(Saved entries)

= = = =

PR #2290, opened 2025-09-04
Unit test for multiple delegations and emptying tx

eerkaijun:
multiple delegations unit test

### DIFF
--- a/monad-eth-block-policy/src/lib.rs
+++ b/monad-eth-block-policy/src/lib.rs
@@ -2000,6 +2000,59 @@ mod test {
             CoherencyCheckMode::ReserveBalanceCoherency,
         );
         assert!(result.is_ok(), "Block coherency check failed: {:?}", result);
+
+        /////////////////////////////////////////////////////////////////////////////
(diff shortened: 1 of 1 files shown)


monad-eth-block-policy/src/lib.rs
```diff
@@ -2000,6 +2000,59 @@ mod test {
             CoherencyCheckMode::ReserveBalanceCoherency,
         );
         assert!(result.is_ok(), "Block coherency check failed: {:?}", result);
+
+        /////////////////////////////////////////////////////////////////////////////
+        // Case7: Multiple 7702 delegations and attempted emptying transaction    ///
+        /////////////////////////////////////////////////////////////////////////////
+
+        // first tx has multiple delegation and undelegation authorization from the signer
```
philipglazman, line 2008: nit: from a different signer. Auth lists signed by S1 but tx signer is S2

eerkaijun: aaa I meant signer for tx2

= = = =

- **WHAT TO PRODUCE**:
Restate the data above in full, word for word.

- **ANSWER BELOW**:
PR #2290, opened 2025-09-04
Unit test for multiple delegations and emptying tx

eerkaijun:
multiple delegations unit test

### DIFF
--- a/monad-eth-block-policy/src/lib.rs
+++ b/monad-eth-block-policy/src/lib.rs
@@ -2000,6 +2000,59 @@ mod test {
             CoherencyCheckMode::ReserveBalanceCoherency,
         );
         assert!(result.is_ok(), "Block coherency check failed: {:?}", result);
+
+        /////////////////////////////////////////////////////////////////////////////
(diff shortened: 1 of 1 files shown)


monad-eth-block-policy/src/lib.rs
```diff
@@ -2000,6 +2000,59 @@ mod test {
             CoherencyCheckMode::ReserveBalanceCoherency,
         );
         assert!(result.is_ok(), "Block coherency check failed: {:?}", result);
+
+        /////////////////////////////////////////////////////////////////////////////
+        // Case7: Multiple 7702 delegations and attempted emptying transaction    ///
+        /////////////////////////////////////////////////////////////////////////////
+
+        // first tx has multiple delegation and undelegation authorization from the signer
```
philipglazman, line 2008: nit: from a different signer. Auth lists signed by S1 but tx signer is S2

eerkaijun: aaa I meant signer for tx2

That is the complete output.